Dataset extract below:

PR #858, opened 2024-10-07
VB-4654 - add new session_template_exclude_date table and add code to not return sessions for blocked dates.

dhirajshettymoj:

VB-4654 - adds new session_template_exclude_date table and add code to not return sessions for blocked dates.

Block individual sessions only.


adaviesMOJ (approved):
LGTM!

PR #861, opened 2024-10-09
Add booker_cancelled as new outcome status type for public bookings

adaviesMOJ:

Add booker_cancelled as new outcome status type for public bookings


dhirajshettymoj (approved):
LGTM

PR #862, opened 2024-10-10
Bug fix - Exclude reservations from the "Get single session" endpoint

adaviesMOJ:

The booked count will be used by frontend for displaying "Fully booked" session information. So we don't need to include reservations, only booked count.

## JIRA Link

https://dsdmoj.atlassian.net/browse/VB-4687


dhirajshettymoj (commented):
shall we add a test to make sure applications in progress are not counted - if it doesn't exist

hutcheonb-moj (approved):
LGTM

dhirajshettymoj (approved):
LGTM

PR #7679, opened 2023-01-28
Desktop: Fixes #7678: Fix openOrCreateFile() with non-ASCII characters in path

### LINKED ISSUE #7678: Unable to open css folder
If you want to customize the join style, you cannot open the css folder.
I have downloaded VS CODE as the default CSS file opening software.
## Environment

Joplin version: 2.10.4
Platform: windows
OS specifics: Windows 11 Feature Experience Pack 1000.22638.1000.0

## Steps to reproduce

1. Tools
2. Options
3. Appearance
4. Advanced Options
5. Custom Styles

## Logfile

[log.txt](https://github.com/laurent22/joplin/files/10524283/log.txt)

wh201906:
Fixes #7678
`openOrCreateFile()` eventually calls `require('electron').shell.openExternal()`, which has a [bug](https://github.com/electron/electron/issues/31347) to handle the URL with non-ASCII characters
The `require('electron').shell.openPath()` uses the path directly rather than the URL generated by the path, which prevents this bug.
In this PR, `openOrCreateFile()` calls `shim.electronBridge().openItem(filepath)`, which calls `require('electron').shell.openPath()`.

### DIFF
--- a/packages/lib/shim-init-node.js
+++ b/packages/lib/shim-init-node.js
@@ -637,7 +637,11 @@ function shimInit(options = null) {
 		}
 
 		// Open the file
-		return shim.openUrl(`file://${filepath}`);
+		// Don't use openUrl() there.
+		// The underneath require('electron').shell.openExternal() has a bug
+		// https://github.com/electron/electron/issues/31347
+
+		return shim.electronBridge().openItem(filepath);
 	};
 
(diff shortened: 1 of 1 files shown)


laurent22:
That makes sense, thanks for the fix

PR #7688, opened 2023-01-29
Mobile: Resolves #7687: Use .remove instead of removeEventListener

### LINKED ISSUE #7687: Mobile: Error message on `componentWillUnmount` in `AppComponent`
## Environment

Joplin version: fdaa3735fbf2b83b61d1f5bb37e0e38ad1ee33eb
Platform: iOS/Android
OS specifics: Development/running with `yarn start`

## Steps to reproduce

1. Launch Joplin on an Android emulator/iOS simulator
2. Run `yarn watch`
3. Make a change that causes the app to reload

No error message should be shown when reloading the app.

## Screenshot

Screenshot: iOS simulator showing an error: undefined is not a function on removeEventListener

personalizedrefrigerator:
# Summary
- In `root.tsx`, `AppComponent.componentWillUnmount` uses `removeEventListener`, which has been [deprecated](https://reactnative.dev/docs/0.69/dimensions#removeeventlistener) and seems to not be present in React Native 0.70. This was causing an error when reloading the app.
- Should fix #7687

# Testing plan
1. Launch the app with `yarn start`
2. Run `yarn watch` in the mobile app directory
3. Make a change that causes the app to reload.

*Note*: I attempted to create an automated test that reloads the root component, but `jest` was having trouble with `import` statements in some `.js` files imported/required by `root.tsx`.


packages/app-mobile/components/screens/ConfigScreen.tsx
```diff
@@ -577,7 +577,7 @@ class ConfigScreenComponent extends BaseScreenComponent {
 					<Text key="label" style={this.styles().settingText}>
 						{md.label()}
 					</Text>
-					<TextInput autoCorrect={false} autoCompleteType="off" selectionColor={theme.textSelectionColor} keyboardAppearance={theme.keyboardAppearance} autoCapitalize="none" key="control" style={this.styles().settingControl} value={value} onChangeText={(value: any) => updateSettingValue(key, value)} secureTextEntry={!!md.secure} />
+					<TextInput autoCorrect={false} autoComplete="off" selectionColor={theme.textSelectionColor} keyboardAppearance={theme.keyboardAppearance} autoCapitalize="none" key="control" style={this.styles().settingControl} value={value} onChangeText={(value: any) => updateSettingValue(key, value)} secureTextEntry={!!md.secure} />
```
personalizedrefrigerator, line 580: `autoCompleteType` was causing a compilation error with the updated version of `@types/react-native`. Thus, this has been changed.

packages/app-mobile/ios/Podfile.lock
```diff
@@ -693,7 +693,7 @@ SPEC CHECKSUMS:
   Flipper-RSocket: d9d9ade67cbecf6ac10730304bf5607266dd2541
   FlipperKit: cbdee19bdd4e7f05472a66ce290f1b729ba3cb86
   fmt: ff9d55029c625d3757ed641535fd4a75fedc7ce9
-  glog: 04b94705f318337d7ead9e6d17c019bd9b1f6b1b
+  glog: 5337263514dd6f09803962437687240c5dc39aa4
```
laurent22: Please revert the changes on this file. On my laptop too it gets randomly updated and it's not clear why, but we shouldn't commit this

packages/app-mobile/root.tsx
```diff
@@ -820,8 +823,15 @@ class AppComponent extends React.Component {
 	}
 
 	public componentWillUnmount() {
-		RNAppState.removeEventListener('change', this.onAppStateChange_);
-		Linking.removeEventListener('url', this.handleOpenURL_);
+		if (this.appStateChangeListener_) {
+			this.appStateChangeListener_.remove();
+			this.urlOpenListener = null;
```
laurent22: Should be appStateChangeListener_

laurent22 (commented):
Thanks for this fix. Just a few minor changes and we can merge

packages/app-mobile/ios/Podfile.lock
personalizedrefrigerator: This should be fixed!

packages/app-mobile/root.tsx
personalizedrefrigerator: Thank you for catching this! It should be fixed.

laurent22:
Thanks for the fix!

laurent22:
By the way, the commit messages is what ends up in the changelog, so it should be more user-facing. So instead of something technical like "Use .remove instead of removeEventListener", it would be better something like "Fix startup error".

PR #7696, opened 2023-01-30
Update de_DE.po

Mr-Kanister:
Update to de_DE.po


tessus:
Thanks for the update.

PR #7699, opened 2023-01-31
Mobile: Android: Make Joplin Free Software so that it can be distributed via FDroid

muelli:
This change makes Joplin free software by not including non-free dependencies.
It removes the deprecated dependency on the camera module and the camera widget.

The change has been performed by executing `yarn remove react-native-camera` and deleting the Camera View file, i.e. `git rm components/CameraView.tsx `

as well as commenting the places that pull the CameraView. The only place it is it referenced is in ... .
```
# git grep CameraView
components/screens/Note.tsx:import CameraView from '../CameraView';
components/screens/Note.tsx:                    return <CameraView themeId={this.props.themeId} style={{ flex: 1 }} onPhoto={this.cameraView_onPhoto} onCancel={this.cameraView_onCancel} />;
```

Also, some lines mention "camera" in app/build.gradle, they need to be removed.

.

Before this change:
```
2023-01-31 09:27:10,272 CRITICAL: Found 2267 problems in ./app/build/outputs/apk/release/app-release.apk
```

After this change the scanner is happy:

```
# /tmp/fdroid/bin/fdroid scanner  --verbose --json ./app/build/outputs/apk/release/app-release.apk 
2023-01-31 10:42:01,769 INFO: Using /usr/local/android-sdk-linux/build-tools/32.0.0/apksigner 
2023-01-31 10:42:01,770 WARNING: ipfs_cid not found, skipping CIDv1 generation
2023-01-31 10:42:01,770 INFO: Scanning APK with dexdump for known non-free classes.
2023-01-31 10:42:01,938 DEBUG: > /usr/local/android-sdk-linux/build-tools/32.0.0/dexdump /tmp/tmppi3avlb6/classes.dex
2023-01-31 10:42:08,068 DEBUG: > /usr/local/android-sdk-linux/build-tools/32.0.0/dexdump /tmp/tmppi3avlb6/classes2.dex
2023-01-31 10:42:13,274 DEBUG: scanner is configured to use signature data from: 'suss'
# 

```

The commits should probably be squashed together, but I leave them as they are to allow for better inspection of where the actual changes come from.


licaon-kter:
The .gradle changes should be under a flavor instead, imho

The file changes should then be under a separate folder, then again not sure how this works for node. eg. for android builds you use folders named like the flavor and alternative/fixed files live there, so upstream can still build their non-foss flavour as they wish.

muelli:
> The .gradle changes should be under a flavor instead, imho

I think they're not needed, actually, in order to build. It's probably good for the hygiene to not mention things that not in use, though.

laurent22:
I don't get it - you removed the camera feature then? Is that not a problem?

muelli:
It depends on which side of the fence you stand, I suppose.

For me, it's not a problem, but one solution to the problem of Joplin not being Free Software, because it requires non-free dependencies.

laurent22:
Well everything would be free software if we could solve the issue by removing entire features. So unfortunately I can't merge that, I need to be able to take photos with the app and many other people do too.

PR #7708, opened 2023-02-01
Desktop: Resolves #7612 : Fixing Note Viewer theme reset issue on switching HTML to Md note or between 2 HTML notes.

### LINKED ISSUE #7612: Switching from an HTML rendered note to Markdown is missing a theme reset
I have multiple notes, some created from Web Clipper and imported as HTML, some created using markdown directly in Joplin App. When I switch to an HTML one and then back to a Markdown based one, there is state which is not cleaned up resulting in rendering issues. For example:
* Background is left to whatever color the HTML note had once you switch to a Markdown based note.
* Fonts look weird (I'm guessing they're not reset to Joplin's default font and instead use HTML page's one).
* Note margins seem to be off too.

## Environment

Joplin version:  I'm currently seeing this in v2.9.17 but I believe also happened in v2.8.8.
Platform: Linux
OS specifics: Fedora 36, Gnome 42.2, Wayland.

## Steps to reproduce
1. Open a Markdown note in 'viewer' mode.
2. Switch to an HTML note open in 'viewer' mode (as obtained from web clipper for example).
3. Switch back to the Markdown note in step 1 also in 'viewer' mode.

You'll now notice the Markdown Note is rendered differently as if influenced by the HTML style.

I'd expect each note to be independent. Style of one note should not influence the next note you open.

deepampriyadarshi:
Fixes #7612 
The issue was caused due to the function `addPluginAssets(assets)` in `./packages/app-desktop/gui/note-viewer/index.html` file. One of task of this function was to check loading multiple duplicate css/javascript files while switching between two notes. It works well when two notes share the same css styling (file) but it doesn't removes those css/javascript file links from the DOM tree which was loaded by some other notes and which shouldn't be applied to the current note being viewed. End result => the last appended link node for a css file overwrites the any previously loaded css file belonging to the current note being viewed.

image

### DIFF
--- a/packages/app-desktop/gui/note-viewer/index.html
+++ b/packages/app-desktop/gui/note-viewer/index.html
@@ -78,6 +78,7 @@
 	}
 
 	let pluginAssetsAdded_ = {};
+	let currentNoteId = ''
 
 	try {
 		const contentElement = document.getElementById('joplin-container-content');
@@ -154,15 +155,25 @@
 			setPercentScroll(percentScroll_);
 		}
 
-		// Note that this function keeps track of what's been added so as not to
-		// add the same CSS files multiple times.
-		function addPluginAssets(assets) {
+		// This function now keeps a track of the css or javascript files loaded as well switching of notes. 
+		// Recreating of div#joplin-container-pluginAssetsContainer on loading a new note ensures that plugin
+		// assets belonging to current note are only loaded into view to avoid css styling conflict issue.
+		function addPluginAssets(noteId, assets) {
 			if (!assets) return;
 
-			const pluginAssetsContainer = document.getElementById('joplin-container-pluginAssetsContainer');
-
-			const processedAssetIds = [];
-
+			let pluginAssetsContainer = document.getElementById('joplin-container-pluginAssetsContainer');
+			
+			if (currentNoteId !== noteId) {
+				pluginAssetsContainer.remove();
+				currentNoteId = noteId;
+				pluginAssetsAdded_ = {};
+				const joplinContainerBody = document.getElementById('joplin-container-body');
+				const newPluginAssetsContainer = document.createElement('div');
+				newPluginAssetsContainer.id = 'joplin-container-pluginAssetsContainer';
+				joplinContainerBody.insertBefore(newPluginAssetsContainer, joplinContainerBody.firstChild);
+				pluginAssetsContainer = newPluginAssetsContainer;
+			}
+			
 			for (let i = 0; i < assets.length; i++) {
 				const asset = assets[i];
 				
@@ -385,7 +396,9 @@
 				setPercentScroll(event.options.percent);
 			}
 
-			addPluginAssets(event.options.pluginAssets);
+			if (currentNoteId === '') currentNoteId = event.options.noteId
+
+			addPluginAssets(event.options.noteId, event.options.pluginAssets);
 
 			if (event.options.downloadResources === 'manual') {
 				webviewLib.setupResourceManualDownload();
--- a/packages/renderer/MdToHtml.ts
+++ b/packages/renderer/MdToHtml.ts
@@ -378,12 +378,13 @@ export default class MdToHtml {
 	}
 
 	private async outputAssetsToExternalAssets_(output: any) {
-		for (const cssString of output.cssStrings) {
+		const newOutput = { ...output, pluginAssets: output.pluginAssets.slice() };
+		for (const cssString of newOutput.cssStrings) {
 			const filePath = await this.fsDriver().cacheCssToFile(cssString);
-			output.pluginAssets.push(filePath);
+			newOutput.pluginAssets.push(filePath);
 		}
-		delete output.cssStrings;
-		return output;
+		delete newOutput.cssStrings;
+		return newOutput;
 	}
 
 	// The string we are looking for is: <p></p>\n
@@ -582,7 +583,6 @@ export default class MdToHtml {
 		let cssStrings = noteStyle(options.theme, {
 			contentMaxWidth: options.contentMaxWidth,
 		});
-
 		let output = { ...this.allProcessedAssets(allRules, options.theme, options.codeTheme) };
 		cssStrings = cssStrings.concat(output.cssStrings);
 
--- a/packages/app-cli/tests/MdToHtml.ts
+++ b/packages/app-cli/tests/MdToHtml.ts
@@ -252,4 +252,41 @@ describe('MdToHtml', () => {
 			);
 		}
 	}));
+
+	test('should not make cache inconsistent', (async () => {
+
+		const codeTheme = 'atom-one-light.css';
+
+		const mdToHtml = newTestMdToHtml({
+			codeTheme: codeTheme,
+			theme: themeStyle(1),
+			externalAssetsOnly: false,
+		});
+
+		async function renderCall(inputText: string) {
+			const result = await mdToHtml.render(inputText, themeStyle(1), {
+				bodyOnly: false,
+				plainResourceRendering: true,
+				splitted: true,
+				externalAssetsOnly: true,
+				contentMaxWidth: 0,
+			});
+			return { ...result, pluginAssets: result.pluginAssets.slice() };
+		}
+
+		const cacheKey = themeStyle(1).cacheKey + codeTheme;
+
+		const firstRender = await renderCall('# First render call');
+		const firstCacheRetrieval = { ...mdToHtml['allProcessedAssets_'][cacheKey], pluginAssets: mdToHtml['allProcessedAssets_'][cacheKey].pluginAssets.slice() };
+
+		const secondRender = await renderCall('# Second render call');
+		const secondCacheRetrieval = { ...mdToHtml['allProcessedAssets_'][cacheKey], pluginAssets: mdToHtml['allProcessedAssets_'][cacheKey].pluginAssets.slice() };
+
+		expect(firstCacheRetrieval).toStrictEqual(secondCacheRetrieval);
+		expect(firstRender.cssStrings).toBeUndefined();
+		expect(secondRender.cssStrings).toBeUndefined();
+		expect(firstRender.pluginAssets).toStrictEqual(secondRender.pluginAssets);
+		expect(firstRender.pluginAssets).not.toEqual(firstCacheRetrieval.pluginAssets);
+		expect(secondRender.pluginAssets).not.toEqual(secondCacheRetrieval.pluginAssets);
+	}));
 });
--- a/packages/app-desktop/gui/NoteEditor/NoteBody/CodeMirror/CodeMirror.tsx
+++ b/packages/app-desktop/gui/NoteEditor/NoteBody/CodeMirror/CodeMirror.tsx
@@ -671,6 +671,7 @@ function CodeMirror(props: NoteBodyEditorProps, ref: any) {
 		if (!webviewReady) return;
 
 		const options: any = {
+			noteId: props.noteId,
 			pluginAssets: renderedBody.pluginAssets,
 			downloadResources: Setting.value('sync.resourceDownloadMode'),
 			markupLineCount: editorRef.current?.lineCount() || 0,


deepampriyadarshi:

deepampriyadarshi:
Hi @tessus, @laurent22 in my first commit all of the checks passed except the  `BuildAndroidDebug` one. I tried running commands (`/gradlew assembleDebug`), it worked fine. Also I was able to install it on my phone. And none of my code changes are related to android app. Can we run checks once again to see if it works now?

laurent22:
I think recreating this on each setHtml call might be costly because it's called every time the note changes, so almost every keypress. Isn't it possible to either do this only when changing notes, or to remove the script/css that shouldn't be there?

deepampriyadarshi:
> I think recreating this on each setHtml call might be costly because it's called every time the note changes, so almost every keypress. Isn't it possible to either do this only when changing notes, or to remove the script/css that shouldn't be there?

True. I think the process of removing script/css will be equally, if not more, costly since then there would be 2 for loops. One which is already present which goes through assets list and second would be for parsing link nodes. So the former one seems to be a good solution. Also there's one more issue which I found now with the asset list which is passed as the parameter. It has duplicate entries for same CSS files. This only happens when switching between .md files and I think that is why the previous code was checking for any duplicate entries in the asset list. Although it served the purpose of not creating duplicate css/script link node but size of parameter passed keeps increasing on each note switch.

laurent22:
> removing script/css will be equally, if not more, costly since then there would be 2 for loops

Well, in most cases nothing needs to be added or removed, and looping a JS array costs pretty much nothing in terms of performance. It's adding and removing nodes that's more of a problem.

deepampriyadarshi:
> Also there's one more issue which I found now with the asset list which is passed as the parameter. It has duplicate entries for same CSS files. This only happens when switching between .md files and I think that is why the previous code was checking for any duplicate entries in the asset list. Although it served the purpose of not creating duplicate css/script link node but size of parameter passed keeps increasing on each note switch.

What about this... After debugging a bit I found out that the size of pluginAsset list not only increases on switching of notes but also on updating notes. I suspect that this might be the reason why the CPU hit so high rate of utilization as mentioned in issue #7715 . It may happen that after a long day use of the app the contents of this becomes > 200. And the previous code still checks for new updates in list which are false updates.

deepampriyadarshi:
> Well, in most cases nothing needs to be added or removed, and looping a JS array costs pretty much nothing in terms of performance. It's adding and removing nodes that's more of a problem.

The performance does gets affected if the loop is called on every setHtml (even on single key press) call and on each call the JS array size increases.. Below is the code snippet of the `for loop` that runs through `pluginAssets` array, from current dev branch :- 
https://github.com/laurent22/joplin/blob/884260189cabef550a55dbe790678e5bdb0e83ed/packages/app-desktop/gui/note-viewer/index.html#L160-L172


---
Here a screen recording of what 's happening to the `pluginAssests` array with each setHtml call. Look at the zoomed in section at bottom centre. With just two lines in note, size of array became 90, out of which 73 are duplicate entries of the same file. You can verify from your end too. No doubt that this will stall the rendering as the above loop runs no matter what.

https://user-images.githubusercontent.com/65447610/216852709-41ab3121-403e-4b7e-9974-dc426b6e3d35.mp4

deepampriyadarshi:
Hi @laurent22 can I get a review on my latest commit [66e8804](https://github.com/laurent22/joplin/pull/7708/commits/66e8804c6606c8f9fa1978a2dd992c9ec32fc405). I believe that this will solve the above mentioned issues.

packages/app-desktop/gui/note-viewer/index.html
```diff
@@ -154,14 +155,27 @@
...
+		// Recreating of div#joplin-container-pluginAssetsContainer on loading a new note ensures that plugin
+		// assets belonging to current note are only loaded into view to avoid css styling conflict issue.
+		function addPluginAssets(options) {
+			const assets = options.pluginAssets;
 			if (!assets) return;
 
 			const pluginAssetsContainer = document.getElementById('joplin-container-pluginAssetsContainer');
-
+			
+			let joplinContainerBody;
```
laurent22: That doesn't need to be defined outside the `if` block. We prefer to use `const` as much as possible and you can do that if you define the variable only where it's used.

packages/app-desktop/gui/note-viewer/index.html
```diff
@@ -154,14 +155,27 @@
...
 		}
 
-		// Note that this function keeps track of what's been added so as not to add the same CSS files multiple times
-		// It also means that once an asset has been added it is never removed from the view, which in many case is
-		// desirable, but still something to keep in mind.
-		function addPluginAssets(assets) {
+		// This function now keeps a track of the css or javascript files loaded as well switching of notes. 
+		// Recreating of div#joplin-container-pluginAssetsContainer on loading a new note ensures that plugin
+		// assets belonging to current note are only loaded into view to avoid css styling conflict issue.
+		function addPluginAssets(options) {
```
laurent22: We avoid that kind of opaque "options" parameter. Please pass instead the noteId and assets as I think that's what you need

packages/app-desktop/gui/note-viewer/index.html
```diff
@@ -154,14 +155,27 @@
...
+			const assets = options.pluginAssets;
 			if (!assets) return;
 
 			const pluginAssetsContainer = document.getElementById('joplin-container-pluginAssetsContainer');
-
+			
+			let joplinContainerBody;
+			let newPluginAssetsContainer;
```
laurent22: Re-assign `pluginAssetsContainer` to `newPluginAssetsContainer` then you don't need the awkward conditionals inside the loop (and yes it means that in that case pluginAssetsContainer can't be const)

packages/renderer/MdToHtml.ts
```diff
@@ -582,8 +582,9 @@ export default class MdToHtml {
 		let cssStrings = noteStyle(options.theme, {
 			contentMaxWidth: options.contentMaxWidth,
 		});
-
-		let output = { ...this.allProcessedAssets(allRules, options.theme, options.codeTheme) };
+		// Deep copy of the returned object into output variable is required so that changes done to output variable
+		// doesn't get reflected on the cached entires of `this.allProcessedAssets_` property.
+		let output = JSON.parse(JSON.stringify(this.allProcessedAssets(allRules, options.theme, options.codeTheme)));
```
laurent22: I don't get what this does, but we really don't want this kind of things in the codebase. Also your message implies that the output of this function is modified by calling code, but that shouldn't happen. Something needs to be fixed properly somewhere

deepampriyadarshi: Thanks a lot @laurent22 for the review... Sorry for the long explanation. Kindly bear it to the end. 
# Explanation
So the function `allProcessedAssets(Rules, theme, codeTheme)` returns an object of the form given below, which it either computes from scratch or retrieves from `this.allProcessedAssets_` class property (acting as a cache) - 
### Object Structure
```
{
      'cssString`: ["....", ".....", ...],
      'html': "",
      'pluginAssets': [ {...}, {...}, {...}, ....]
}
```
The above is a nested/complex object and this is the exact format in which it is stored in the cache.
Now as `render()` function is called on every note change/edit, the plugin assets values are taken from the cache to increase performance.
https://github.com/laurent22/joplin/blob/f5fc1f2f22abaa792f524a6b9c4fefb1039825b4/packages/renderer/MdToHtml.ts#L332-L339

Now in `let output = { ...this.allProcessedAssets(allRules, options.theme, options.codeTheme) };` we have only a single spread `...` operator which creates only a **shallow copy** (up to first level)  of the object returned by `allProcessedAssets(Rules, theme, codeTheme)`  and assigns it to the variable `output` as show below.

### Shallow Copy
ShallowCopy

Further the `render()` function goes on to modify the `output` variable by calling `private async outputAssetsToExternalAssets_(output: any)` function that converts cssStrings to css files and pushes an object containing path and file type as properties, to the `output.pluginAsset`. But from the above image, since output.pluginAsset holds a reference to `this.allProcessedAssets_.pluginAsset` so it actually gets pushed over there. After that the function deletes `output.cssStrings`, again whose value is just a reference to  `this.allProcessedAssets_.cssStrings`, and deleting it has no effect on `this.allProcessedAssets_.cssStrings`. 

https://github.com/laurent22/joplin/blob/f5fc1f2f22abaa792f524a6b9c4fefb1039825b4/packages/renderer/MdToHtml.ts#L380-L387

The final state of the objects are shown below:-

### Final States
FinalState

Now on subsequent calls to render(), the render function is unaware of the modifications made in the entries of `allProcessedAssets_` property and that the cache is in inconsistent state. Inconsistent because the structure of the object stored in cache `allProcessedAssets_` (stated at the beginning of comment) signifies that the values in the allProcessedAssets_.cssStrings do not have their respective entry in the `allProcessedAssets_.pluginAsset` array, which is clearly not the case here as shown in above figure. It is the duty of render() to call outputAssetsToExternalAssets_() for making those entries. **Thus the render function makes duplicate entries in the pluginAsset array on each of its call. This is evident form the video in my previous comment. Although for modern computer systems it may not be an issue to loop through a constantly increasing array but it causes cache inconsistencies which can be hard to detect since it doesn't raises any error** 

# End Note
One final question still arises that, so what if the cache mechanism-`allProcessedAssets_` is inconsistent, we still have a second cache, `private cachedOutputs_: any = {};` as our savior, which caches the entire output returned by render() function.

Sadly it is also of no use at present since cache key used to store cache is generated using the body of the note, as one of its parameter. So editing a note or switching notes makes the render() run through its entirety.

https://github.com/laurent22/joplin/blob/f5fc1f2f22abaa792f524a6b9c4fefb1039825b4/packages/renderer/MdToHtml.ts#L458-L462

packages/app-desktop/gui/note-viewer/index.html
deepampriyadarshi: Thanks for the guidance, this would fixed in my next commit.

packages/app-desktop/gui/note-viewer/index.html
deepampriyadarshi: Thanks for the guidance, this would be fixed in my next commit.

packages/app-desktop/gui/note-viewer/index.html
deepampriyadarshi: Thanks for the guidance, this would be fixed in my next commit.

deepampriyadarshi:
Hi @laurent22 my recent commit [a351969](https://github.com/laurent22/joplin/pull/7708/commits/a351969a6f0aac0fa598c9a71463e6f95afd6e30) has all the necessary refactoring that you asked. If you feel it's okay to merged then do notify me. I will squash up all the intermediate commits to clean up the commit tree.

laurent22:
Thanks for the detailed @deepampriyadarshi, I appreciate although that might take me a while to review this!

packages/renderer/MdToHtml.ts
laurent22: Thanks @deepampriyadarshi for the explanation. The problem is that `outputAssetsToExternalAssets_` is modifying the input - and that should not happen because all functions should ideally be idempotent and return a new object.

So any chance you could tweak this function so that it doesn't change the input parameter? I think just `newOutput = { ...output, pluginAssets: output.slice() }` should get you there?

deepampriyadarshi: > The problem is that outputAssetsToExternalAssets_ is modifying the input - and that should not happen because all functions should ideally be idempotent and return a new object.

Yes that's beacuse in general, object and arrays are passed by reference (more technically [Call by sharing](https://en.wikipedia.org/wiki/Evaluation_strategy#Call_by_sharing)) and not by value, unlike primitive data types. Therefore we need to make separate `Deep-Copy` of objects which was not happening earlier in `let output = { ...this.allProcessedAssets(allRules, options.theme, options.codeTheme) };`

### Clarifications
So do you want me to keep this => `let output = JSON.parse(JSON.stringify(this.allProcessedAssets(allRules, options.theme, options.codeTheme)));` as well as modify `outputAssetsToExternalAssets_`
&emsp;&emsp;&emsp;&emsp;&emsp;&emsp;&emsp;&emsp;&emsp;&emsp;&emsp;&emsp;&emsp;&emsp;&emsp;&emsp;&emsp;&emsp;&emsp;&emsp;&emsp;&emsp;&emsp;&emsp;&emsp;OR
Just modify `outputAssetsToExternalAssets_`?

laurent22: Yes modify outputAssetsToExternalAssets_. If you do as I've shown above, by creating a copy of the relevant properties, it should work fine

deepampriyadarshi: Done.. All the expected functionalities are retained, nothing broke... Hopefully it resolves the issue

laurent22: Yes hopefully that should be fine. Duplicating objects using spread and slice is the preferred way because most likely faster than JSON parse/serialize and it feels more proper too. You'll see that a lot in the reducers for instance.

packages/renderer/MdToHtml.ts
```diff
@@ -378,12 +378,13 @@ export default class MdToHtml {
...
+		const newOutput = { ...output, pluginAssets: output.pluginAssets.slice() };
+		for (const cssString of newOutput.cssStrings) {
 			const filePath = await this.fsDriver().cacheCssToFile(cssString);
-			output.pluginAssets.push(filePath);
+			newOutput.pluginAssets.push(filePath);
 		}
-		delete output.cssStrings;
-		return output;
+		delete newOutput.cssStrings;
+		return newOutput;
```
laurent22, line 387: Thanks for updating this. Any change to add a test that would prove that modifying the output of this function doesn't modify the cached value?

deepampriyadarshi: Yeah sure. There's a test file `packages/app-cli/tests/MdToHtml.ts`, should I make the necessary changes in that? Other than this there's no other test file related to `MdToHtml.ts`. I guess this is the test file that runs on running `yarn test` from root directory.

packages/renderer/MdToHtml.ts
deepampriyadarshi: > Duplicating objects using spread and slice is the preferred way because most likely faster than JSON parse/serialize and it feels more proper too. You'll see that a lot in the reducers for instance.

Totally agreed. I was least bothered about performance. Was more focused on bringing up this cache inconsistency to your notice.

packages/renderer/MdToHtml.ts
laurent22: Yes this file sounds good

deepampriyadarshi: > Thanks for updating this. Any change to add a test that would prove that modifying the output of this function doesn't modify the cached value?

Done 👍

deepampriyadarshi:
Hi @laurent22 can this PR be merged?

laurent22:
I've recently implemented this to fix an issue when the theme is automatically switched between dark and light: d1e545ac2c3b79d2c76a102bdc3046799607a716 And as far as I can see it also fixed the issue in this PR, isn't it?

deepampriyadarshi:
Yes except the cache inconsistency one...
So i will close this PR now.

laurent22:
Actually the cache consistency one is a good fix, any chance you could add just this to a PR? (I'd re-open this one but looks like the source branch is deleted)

End of Dataset extract.

◆ Work instruction:
Please find how many lines in the records hold "preferred", then give that number with nothing else.

◆ Completed exercise:
2